Bond Articles


OUE Commercial REIT: Prime Offices and Hotels

Timothy Ang  |   25 May 2021  |    20 views

OUE Commercial Real Estate Investment Trust (OUECT) is one of Singapore’s largest diversified REITs with a market cap of S$2.15bn as at 7 June 2021. It owns a portfolio of 7 prime office, retail and upscale hotel properties in Singapore (91% of FY20 revenue) and Shanghai, China (9%). As at 30 December 2020, the portfolio was valued at S$6.5bn and comprised of commercial (62% FY20 revenue), hospitality (23%) and retail (15%) segments. OUECT is managed by OUE Commercial REIT Management Pte. Ltd. and sponsored by OUE Limited. OUECT has the right of first refusal over its sponsor’s income-producing commercial, hospitality and integrated development properties. As at 31 March 2021, OUECT is 48% owned by OUE Group which provides support to the REIT.

Portfolio details:

  1. OUE Bayfront: 50% stake, 20.3% of FY20 revenue
  2. One Raffles Place: 67.95% stake, 25.2% FY20 revenue
  3. OUE Downtown Office: 14.7% stake
  4. Lippo Plaza: 91.2% strata interest, 8.9% of FY20 revenue, located in prime commercial district of Huangpu in Puxi, Shanghai
  5. Mandarin Gallery: high-end retail mall, 7.8% of FY20 revenue 
  6. Mandarin Orchard Singapore: 1,077-room hotel, 15.4% of FY20 revenue
  7. Crowne Plaza Changi Airport: 563-room hotel, 7.7% of FY20 revenue

Credit metrics as at 31 March 2021:

  • Aggregate leverage: 40.4%
  • Interest coverage: 2.6x

Commentary

+ Hotels have minimum income until 2028. Mandarin Orchard Singapore and Crowne Plaza Changi Airport’s master lease agreements are subject to a minimum rent of S$45.0mn and S$22.5mn per annum respectively, totalling S$67.5mn (~50% of FY19 hospitality revenue) per annum until 2028. This provides downside protection amid weakness in hospitality and closure of one tower of Mandarin Orchard Singapore for renovation, which is expected to reopen in 2022 re-branded as Hilton Singapore Orchard.

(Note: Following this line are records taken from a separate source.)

Issue #5100, opened 2025-08-25
Process negative overawards on disbursement


AnnaPBashkatova:
As a system I need to be able to handle negative overawards at disbursement stage. 

## **Acceptance Criteria**
- [ ] Ensure that negative overawards cannot produce an amount greater then the assessed value of an application.
- [ ] Negative balance overawards should only counteract positive overawards that were previously deduced on an application.
- [ ] Add positive record change when negative overaward is consumed by disbursement.

<img width="1636" src="https://api.zenhub.com/attachedFiles/eyJfcmFpbHMiOnsibWVzc2FnZSI6IkJBaHBBOFAyQ3c9PSIsImV4cCI6bnVsbCwicHVyIjoiYmxvYl9pZCJ9fQ==--1e893f661ded950923bb3ad783ac292f0b722164/image.png" alt="image.png" />

QA:
Full-Time
Part One
1. Log in as a Ministry User and add $500 for CSLF and another $300 from BCSL to Student account via Balances screen. 
2. Complete a FT application 
3. Confirm COE and run FT eCert and push all the way to disbursement so that we can see the overawards deducted from the disbursement 
4. Compare CSLF and BCSL numbers on assessment with numbers on eCert. Confirm that system consumed the overawards from step1 to reduce assessment numbers on disbursement.

Part 2a
1. Add a negative overaward balance of $500 CSLF and $300 BCSL
2. Manually reassess the application and run FT eCert. 
3. Compare CSLF and BCSL numbers on assessment with numbers on eCert. Confirm that system consumed the overawards from step1 to increase the assessment numbers on disbursement.

Part 2b
1. Repeat Part 1
2. Add a negative overaward balance of $1000 CSLF and $600 BCSL
3. Manually reassess the application and run FT eCert
4. Compare CSLF and BCSL numbers on assessment with numbers on eCert. Confirm that system consumed the overawards from step1 to increase the assessment numbers on disbursement. The increase should only be up to the assessed amount of the application and the amount previously reduced by the overawards.

AnnaPBashkatova:
Going to look at how this scenario is currently handled in SFAS.

andrewsignori-aot:
@Joshua-Lakusta @CarlyCotton @ninosamson I will be adding a new origin typo to the overawards table as shown below.

[...]

PR #5557, opened 2025-12-22
#5100 - Process negative overawards on disbursement - Avoid $0 process

andrewsignori-aot:
## Issue Description

When the student has or had some overaward balance, even if its SUM is $0 now, future e-Cert disbursements will create a $0 entry in the overawards table, as shown below.

## Root Cause

The balance SUM returned from DB is not properly converted to a number, and the `if` will fail to recognize the '0.00' as a false value (as they should).

image

The error has been happening for a while, as shown in DEV records.

_Note:_ With the fix, a '0.00' balance will no longer be returned.

## Fix

1 - The string returned from DB is now properly converted to a number (**required fix**).
2 - The balance does not need to be returned if it is not a positive or negative number. This can be considered optional, but I did not find a strong reason (as the method is consumed today) to not have it changed. If required in the future to return $0 balances, an option can be added to the method to conditionally include the `having` SQL clause.
3 - The DTO is now correctly returning a number, and E2E tests are correctly validating a number. Previously, DTO was mapped as a number but returned as a string that was validated as a string by E2E tests.

### DIFF
--- a/sources/packages/backend/apps/api/src/route-controllers/overaward/models/overaward.dto.ts
+++ b/sources/packages/backend/apps/api/src/route-controllers/overaward/models/overaward.dto.ts
@@ -17,7 +17,7 @@ import {
 } from "class-validator";
 
 export class OverawardBalanceAPIOutDTO {
-  overawardBalanceValues: Record<string, number | undefined>;
+  overawardBalanceValues: Record<string, number>;
 }
 
 export class StudentsOverawardAPIOutDTO {
--- a/sources/packages/web/src/services/http/dto/Overaward.dto.ts
+++ b/sources/packages/web/src/services/http/dto/Overaward.dto.ts
@@ -4,7 +4,7 @@ import {
 } from "@/types";
 
 export interface OverawardBalanceAPIOutDTO {
-  overawardBalanceValues: Record<string, number | undefined>;
+  overawardBalanceValues: Record<string, number>;
 }
 
 export interface OverawardAPIOutDTO {


sources/packages/backend/libs/services/src/disbursement-overaward/disbursement-overaward.service.ts
```diff
@@ -69,13 +70,16 @@ export class DisbursementOverawardService {
       })
       .groupBy("student.id")
       .addGroupBy("disbursementOveraward.disbursementValueCode")
-      .getRawMany<{ studentId: number; valueCode: string; total: number }>();
+      .having("SUM(disbursementOveraward.overawardValue) <> 0")
+      // The total is returned from DB as string, needs to be converted to a number,
+      // since overawardValue is defined as numeric in the DB.
+      .getRawMany<{ studentId: number; valueCode: string; total: string }>();
```
dheepak-aot: 👍

sources/packages/backend/apps/api/src/route-controllers/overaward/models/overaward.dto.ts
```diff
@@ -17,7 +17,7 @@ import {
 } from "class-validator";
 
 export class OverawardBalanceAPIOutDTO {
-  overawardBalanceValues: Record<string, number>;
+  overawardBalanceValues: Record<string, number | undefined>;
```
dheepak-aot: When the key is present, the value cannot be undefined. The existing type is accurate.

sources/packages/web/src/services/http/dto/Overaward.dto.ts
```diff
@@ -4,7 +4,7 @@ import {
 } from "@/types";
 
 export interface OverawardBalanceAPIOutDTO {
-  overawardBalanceValues: Record<string, number>;
+  overawardBalanceValues: Record<string, number | undefined>;
```
dheepak-aot: https://github.com/bcgov/SIMS/pull/5557/changes#r2641593099

sources/packages/backend/apps/api/src/route-controllers/overaward/models/overaward.dto.ts
andrewsignori-aot: Reverted.

dheepak-aot (approved):
Great catch and fix. Looks good 👍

+ Singapore offices saw positive rental reversions. For 1Q21, rental reversions for OUECT’s Singapore office properties ranged from 0.8% to 7.2% YoY. The trend of positive rental reversions was sustained since 2018. With the expected withdrawal of some office buildings for redevelopment such as Fuji Xerox Towers, Grade A CBD supply growth will be moderated in 2021 and downward pressure on rents is expected to stabilise by year-end.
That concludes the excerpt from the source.